What is Custom document loaders in LangChain?

LangChainframework~5 mins

Custom document loaders in LangChain

Choose your learning style9 modes available

Learn Why Deep Visual Try Challenge Project Recall Perf

Introduction

Custom document loaders help you bring in data from places not covered by built-in loaders. They let you read and prepare your own files or sources for your app.

You have files in a special format that no default loader supports.

You want to load documents from a private database or API.

You need to preprocess or clean data before using it.

You want to combine multiple sources into one loader.

You want to add custom metadata while loading documents.

Syntax

LangChain

from langchain.document_loaders import BaseLoader

class MyLoader(BaseLoader):
    def __init__(self, source_path: str):
        self.source_path = source_path

    def load(self):
        # read and process your data here
        documents = []
        with open(self.source_path, 'r', encoding='utf-8') as f:
            text = f.read()
            # create Document objects or dicts
            documents.append({'page_content': text, 'metadata': {}})
        return documents

Custom loaders must inherit from BaseLoader and implement a load method.

The load method returns a list of documents, each with content and optional metadata.

Examples

Loads a plain text file and returns its content as one document.

LangChain

class TxtLoader(BaseLoader):
    def __init__(self, filepath):
        self.filepath = filepath

    def load(self):
        with open(self.filepath, 'r', encoding='utf-8') as f:
            text = f.read()
        return [{'page_content': text, 'metadata': {}}]

Loads JSON data and creates documents from each item with metadata.

LangChain

class JsonLoader(BaseLoader):
    def __init__(self, filepath):
        self.filepath = filepath

    def load(self):
        import json
        with open(self.filepath, 'r', encoding='utf-8') as f:
            data = json.load(f)
        docs = []
        for item in data['items']:
            docs.append({'page_content': item['text'], 'metadata': {'id': item['id']}})
        return docs

Sample Program

This example shows a simple custom loader that reads a text file and adds the file path as metadata.

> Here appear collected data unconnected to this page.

PR #228, opened 2012-07-03
Gh147 gc manifest1

slfritchie:
Here's another PR that's based on the `gh147-gc` branch.  Main highlights:
- Rename riak_moss_manifest.erl -> riak_cs_manifest_utils.erl
- Rename some functions in riak_cs_manifest_utils.erl to better reflect the data those functions actually operate on.
- Some small Dialyzer fixes

### DIFF
--- a/src/riak_cs_gc.erl
+++ b/src/riak_cs_gc.erl
@@ -119,7 +119,7 @@ mark_manifests({error, _Reason}=Error, _, _, _) ->
                                    {error, term()}) ->
                                           [cs_uuid_and_manifest()].
 get_pending_delete_manifests({ok, MarkedManifests}) ->
-    riak_cs_manifest_utils:filter_pending_delete_manifests(MarkedManifests);
+    riak_cs_manifest_utils:filter_pending_delete_uuid_manifests(MarkedManifests);
 get_pending_delete_manifests({error, Reason}) ->
     _ = lager:warning("Failed to get pending_delete manifests. Reason: ~p",
                       [Reason]),
--- a/src/riak_cs_gc.erl
+++ b/src/riak_cs_gc.erl
@@ -15,7 +15,8 @@
 -endif.
 
 %% export Public API
--export([gc_interval/0,
+-export([decode_and_merge_siblings/2,
+         gc_interval/0,
          gc_retry_interval/0,
          gc_manifests/6,
          leeway_seconds/0,
@@ -142,18 +143,7 @@ move_manifests_to_gc_bucket(Manifests, RiakcPid) ->
             %% so resolve all the siblings and add the
             %% new set in as well. Write this
             %% value back to riak
-            %%
-            %% NOTE: If a prior GC daemon deleted this key as part of
-            %%       it work, then our get above can return siblings
-            %%       where one siblings is the tombstone.  In that case,
-            %%       we assume that that tombstone has a value <<>>,
-            %%       and we will skip looking in the value's metadata
-            %%       dict for the tombstone.
-            DecodedPrevious = [binary_to_term(V) ||
-                                  V <- riakc_obj:get_values(PreviousObject),
-                                  V /= <<>>],
-            SetsToResolve = [ManifestSet | DecodedPrevious],
-            Resolved = twop_set:resolve(SetsToResolve),
+            Resolved = decode_and_merge_siblings(PreviousObject, ManifestSet),
             riakc_obj:update_value(PreviousObject, term_to_binary(Resolved))
     end,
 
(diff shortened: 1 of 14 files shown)


src/riak_cs_gc.erl
```diff
@@ -169,6 +167,19 @@ generate_key() ->
...
         timestamp() + leeway_seconds())).
 
+%% @doc Given a list of riakc_obj-flavored object (with potentially
+%%      many siblings and perhaps a tombstone), decode and merge them.
+-spec decode_and_merge_siblings(riakc_obj:riakc_obj(), twop_set:twop_set()) ->
+      twop_set:twop_set().
+decode_and_merge_siblings(Obj, OtherManifestSets) ->
+    Some = [binary_to_term(V) || {MD, V} <- riakc_obj:get_contents(Obj),
+                                 not has_tombstone(MD),
+                                 V /= <<>>],
```
kellymclaughlin, line 173: Since we tracked down why the `X-Riak-Deleted` header was not showing up do we still need this? I guess it doesn't hurt as a safety valve or if someone has not updated the `riakc` dep.

src/riak_cs_gc.erl
```diff
@@ -169,6 +167,19 @@ generate_key() ->
...
+    twop_set:resolve([OtherManifestSets | Some]).
+
+has_tombstone(MD) ->
```
kellymclaughlin, line 176: Once [this](https://github.com/basho/riak-erlang-client/pull/63) pr is merged for the riak erlang client and we update `rebar.config` to point to the `1.2` branch or a yet-to-be-created tag for `riakc` I think we can remove this function and replace its use with a call to `riakc_obj:content_delete/1`.

kellymclaughlin:
+1 to merge

slfritchie:
Rebased:

```
% git push -f origin gh147-gc-manifest1
Counting objects: 73, done.
Delta compression using up to 8 threads.
Compressing objects: 100% (50/50), done.
Writing objects: 100% (57/57), 11.40 KiB, done.
Total 57 (delta 43), reused 8 (delta 7)
To git@github.com:basho/riak_moss.git
 + 6fda6c6...306c119 gh147-gc-manifest1 -> gh147-gc-manifest1 (forced update)
```

slfritchie:
Hrm.  When I use the following `basho_bench` config to clobber the same file a few hundred times in 1 minute:

```
%% Sample config file for Riak CS basho_bench benchmarking

{mode, max}.
{duration, 1}.
{concurrent, 10}.

%% Replace these with your own paths
{source_dir, "/Users/fritchie/b/src/riak_moss/bench"}.
{code_paths, ["deps/ibrowse", "/Users/fritchie/b/src/riak_moss",
              "/Users/fritchie/b/src/riak_moss/deps/stanchion"]}.
{driver, basho_bench_driver_moss}.

%% Replace this with a user you have created.
%% Instructions to create a user are here:
%% https://github.com/basho/riak_moss/wiki/Creating-a-User
{moss_access_key, "NP3ZEHK_H9MBSHEP2XWS"}.
{moss_secret_key, "Nnc4WfGomD0XBAviP0fbr-yOiKRrhZH5KDX_Nw=="}.
{moss_bucket, "test"}.
%{moss_disconnect_frequency, 5}.
{moss_raw_ip, "s3.amazonaws.com"}. % DO NOT CHANGE
{moss_raw_port, 80}.               % DO NOT CHANGE
%% Replace these with your HTTP proxy's location (i.e. Riak CS)
{moss_http_proxy_host, "localhost"}.
{moss_http_proxy_port, 8080}.
{moss_request_timeout, 999999000}.

{key_generator, {uniform_int, 1}}.
{value_generator_source_size, 12100105}. %% Must be larger than val gen max size.
{value_generator, {fixed_bin, 1024}}.

{operations, [{insert, 1}]}.
```

... I see the following interesting things:
- `basho_bench` says that the object was overwritten 2974 times.
- After `basho_bench` has finished, the query `[{B, length(element(2,C:list_keys(B)))} || <<"0b:",_/binary>> = B <- (element(2, C:list_buckets()))].` says that there are are 2984 keys in the folder's bucket.  Hrm, perhaps basho_bench lied and didn't quite stop?  Or perhaps each worker proc failed to report one operation?  
- Then I kick off a manual GC: `riak_cs_gc_d:manual_batch([]).`
- When the GC is finished, I see a number that is quite a bit larger than 2974 or 2984:
  
  21:13:51.704 [info] Finished garbage collection: 32 seconds, 62 batch_count, 0 batch_skips, 5593 manif_count, 5593 block_count
- Then I use Riak & `list_keys` again to see how many keys remain in the block bucket: there are 222 undeleted blocks.

So, there appears to be a leak somewhere, when the same file is repeatedly clobbered.  I'll continue investigating.

slfritchie:
Weird.  With some brute-force tracing (io:format()) added, I see a small number of objects written with some UUID `u` where I see the initial manifest written and the final manifest written (it's a 1KB file, so no other manifest updates are needed), but that  `OverwrittenUUIDs` never has `u` as a member (in `riak_moss_manifest:get_and_update()`).

Giving up for the night, zzzzz.

reiddraper:
@slfritchie sanity check, do you have allow_mult true set in riak?

reiddraper:
I've had [weird troubles](https://gist.github.com/16ac8cd3132e62fdbf8c#comments) with basho_bench, but I did write a python script to overwrite the same key 1001 times. Here was the result of running a manual batch:

```
(riak-cs@127.0.0.1)1> riak_cs_gc_d:manual_batch([]).
ok
(riak-cs@127.0.0.1)2> 10:35:16.536 [info] Finished garbage collection: 3 seconds, 35 batch_count, 0 batch_skips, 1000 manif_count, 1000 block_count
```

slfritchie:
My comment of 13 hours ago is invalid: pilot error, due to {allow_mult,false}.  Many thanks for the sanity check, @reiddraper.

slfritchie:
I'm going to merge this branch to `gh147-gc`.  This branch has been rebased, so the GH's auto-close probably won't work.

PR #229, opened 2012-07-03
GC Daemon refactoring

kellymclaughlin:
Some functional refactoring and fixed a state problem found by the good old eqc test when a batch is canceled when the fsm is in the `paused` state. The `pause_state` record field needed to be updated in that case to be `idle`.


reiddraper:
+1 from me, I like this style

slfritchie:
Ditto

PR #231, opened 2012-07-07
Gh147 not-really-gc-related type fixes

slfritchie:
Here are fixes for a couple of type problems that I found while fiddling with Meck evil.  Both are the result of `finish_request()` callbacks being given the wrong context record type.  The result is a `function_clause` error, which then cascades to Poolboy with an error message like this to the console:

```
00:10:56.204 [error] Supervisor poolboy_sup had child riak_moss_riakc_pool_worker started with {riak_moss_riakc_pool_worker,start_link,undefined} at <0.223.0> exit with reason killed in context child_terminated
```


kellymclaughlin:
The inner context stuff in `riak_moss_wm_key` is a bit ugly. I'd like to do some refactoring to get rid of that, but now is probably not the time. Anyhow, +1 to merge on this.

PR #234, opened 2012-07-09
Update required VSN to version with hmac_init.

cmeiklejohn:
Update OTP VSN to R14B03 as a minimum, as it's the first release to support crypto:hmac_init.

@kellymclaughlin


kellymclaughlin:
+1 to merge

PR #237, opened 2012-07-11
Ms pb cs updates

macshonle:
This is for issue: https://github.com/basho/riak_moss/issues/232


kellymclaughlin:
I pushed a small commit to adjust for a fix that was made to `riak_pb` to properly handle the `X-Riak-Meta` headers. With that change and the update that is now merged to `master` of `riak_pb` all the tests pass for me so +1 to merge. Thanks.

PR #239, opened 2012-07-12
Bucket listing incompatability between 1.0 and master

kellymclaughlin:
Bucket names were stored as binaries in the bucket records in 1.0, but we have since changed them to be strings. Need to account for this when listing a user's buckets.


reiddraper:
+1 to merge

PR #240, opened 2012-07-13
Default dtrace_support to false.

kellymclaughlin:
Sadly most of our installs will probably be without dtrace support so default this to `false` to be safe.


slfritchie:
+1, thanks!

It prints the content and metadata of the loaded document.

LangChain

from langchain.document_loaders import BaseLoader

class SimpleTxtLoader(BaseLoader):
    def __init__(self, filepath):
        self.filepath = filepath

    def load(self):
        with open(self.filepath, 'r', encoding='utf-8') as f:
            text = f.read()
        return [{'page_content': text, 'metadata': {'source': self.filepath}}]

# Usage example
loader = SimpleTxtLoader('example.txt')
docs = loader.load()
for doc in docs:
    print(f"Content:\n{doc['page_content']}")
    print(f"Metadata: {doc['metadata']}")

OutputSuccess

Important Notes

Make sure your custom loader handles file encoding and errors gracefully.

Adding metadata helps track where documents come from and can be useful later.

Test your loader with different inputs to ensure it works as expected.

Summary

Custom document loaders let you bring in data from any source you want.

They must inherit from BaseLoader and implement a load method.

Use them to read, clean, and add metadata to your documents before using them.